American Alpine Jounrna and Accidents in North American Climbing

North America, United States, Alaska, Ruth Gorge, Mt. Johnson, East Buttress, Attempt

  • Climbs And Expeditions
  • Climb Year:
  • Publication Year: 2000

Mt. Johnson, East Buttress, Attempt. Flying into the Ruth Glacier, it’s hard not to notice the sweeping expanse of rock that forms the east buttress of Mt. Johnson. A strong team composed of Jim McCarthy, Yvon Chouinard, Henry Barber and several others made the first attempt on the route in 1971. The group was stymied about 1,000 feet up where a few small ledges ended beneath a smooth, steep wall. The following year, Barber returned again with Chouinard and two other climbers, determined to push around to the south from the ledges and then up the buttress.

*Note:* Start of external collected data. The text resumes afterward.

Issue #1142, opened 2020-05-26
git-blame sometimes fails


ybiquitous:
git-blame sometimes fails, for example:

> Runners::Shell::ExecError · Command [git blame -p -L 12,12 8cc0eb507a0a1c0bac6e954c2f995c8cb7ed8349 -- images/pmd_cpd/Dockerfile] exited with 128

ybiquitous:
Maybe cause:

https://github.com/sider/runners/blob/b35adb15a8efde210114934385c3d0cd12856d11/lib/runners/ignoring.rb#L51

PR #1143, opened 2020-05-26
Add `git-blame` failed exception

ybiquitous:
To look into the issue #1142.


ybiquitous:
I will ignore Sider errors now.

Issue #1144, opened 2020-05-26
`ignore` option does not work


ybiquitous:
https://sider.review/gh/repos/202486306/pulls/1143/logs/d477d2f5-4776-44d8-b3fb-ced2b68cb216

<img width="1241" alt="image" src="https://user-images.githubusercontent.com/473530/82854051-460aeb00-9f42-11ea-8753-372bfc9233aa.png">

https://github.com/sider/runners/blob/77ab6a3165d8c3796e0d254de0170c234c752bf6/sider.yml#L10-L11

PR #1112, opened 2020-05-19
Fix "No space left" error on Git workspace

ybiquitous:
This change aims to prevent the "No space left on device" error by stopping a copy of the entire working directory.

https://github.com/sider/runners/blob/48e04a96ee7e477394deb6a836edda3ded5e5c3b/lib/runners/workspace/git.rb#L26

This removal makes the `Workspace::Git` code more simple.

Fix #951

PR #1147, opened 2020-05-26
Do not remove .git within #with_gitignore

### LINKED ISSUE #1142: git-blame sometimes fails

yykamei:
We started to reuse Git directory as a `working_dir` since #1112, so a `working_dir` always includes `.git` directory. However, `Ignoring` class still removes `.git` directory after git-check-ignore(1), then it
causes errors afterward.

Fix #1142

### DIFF
--- a/CHANGELOG.md
+++ b/CHANGELOG.md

Their attempt again failed to go much beyond the ledges at 1,000 feet. In the 1980s, Mugs Stump began his long fascination with the route, making at least four attempts, once with Renny Jackson in 1991. But even though the route is spectacular looking, the quality of the rock leaves much to be desired.

Paul Roderick of TAT flew Renny Jackson and me onto the Ruth Glacier below Mt. Wake on June 23. It rained the next morning but cleared in the p.m., allowing us to fix the first three pitches. The first pitch off the glacier was one of the cruxes: wet, thin 5.10+ crack climbing. We launched June 25. Climbing in the 5.7–5.8 range got us to a small ledge atop pitch 7, where Barber et al went further left along the ledge. We went straight up a few pitches that had been previously climbed by Mugs and Renny in 1991—the key to the whole climb. It had three 5.10 pitches, with two of them traversing straight right into a hidden corner system. Renny had the sharp end on “Mugs’s Traverse,” and as he climbed, our respect for the MAN increased sharply.

It started to rain again as Renny finished the ninth pitch, so we descended to the ledge (too marginal to pitch the Bibler on). The next day, the weather never improved so we left our haulbag on the ledge and rapped the route, leaving the last three pitches fixed. The route dried by June 30. We made good time to the ledge and Renny finished the “Traverse” and then continued on 5.9–5.10 terrain in a dike/corner system. Swapping leads, we led well into the night. At around 2 a.m., we called it quits and got some shut-eye while hanging in our harnesses at a belay station.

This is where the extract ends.